DATASET ENTRIES:
====

PR #7709, opened 2022-07-25
[Accessibility] Set focus to first element in card for Action.ShowCard

### LINKED ISSUE #7689: [Designer] [Tools- Adaptive card editor]: Keyboard focus is not moving on the calendar combo box after activating the "Set due date".
https://domoreexp.visualstudio.com/MSTeams/_workitems/edit/1916728

anna-dingler:
# Related Issue

Fixes #7689 

# Description

When the user show's a card, the focus remains on the ShowCard action instead of moving to the first focusable element in the now visible card.

Fixed by recursively searching for the first focusable element (input or action) within the card and focusing on it.

# How Verified

Verified manually on the adaptivecards-site.

# Outstanding Issue

How do we want this to behave with other actions? For example, if we have two actions (`ShowCard` and `OpenUrl`) in that order, selecting show card will focus on an element within the card, and `OpenUrl` will never have focus.

ShowCardBug

###### Microsoft Reviewers: [Open in CodeFlow](https://portal.fabricbot.ms/api/codeflow?pullrequest=https://github.com/microsoft/AdaptiveCards/pull/7709)

### DIFF
--- a/source/nodejs/adaptivecards/src/card-elements.ts
+++ b/source/nodejs/adaptivecards/src/card-elements.ts
@@ -5739,6 +5739,19 @@ class ActionCollection {
 
             raiseInlineCardExpandedEvent(action, true);
         }
+
+        if (!this._owner.isDesignMode()) {
+            for (let i = 0; i < action.card.getItemCount(); i++) {
+                const element = this.getNearestFocusableElement(action.card.getItemAt(i));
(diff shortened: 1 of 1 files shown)


paulcam206 (approved):

anna-dingler:
Closing this PR since the original bug was closed.

PR #7885, opened 2022-09-16
Update to new `lerna` version; audit package dependencies

paulcam206:
As per usual, we do a round of dependency updates prior to releasing a new package. However, this time is a little different. Our beleaguered dependency, `lerna`, has undertaken active development once more! Lots of goodness (and it looks like there's more cool new stuff to come), but the biggest thing for us in this moment is that it's been totally updated to newer dependencies. This change includes both the conversion to the new major version of `lerna`, as well as a series of updates across our repo to get us up-to-date.

One really nice thing? Performing `npx lerna run build` will now use smarts and local caching to reduce build times:

image

Many thanks to @anna-dingler for seeing this through to the finish line (see #7818 for more info).

###### Microsoft Reviewers: [Open in CodeFlow](https://portal.fabricbot.ms/api/codeflow?pullrequest=https://github.com/microsoft/AdaptiveCards/pull/7885)

### DIFF
--- a/source/nodejs/adaptivecards-designer/package-lock.json
+++ b/source/nodejs/adaptivecards-designer/package-lock.json
@@ -13,7 +13,7 @@
 			},
 			"devDependencies": {
 				"adaptive-expressions": "^4.11.0",
-				"cpy-cli": "^3.1.1",
+				"cpy-cli": "^4.1.0",
 				"dotenv-webpack": "^7.0.3",
 				"monaco-editor": "^0.29.1",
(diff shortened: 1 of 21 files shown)


paulcam206:
@anna-dingler - note that 49a069eda2ca20f7e9358efe1f1d8b1a756b0c61 contains a couple changes since you last looked at this branch :)

jwoo-msft (approved):

licanhua (approved):

PR #7899, opened 2022-09-16
[Designer] Update container styling to fix overflow and sizing

### LINKED ISSUE #7883: [Designer] Overflow not working properly on Berlin Containers
# Issue

Overflow is not working properly for Berlin Containers. We need to switch from padding to margin within ac-adaptiveCard styling.

anna-dingler:
# Related Issue

Fixes #7883 

# Description

Updated the berlin styling to use margins instead of padding because overflow was not working properly.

====

EXERCISE GOAL: Your task is to copy each line of the material that contains the word "instead".

TASK ANSWER:
When the user show's a card, the focus remains on the ShowCard action instead of moving to the first focusable element in the now visible card.
Updated the berlin styling to use margins instead of padding because overflow was not working properly.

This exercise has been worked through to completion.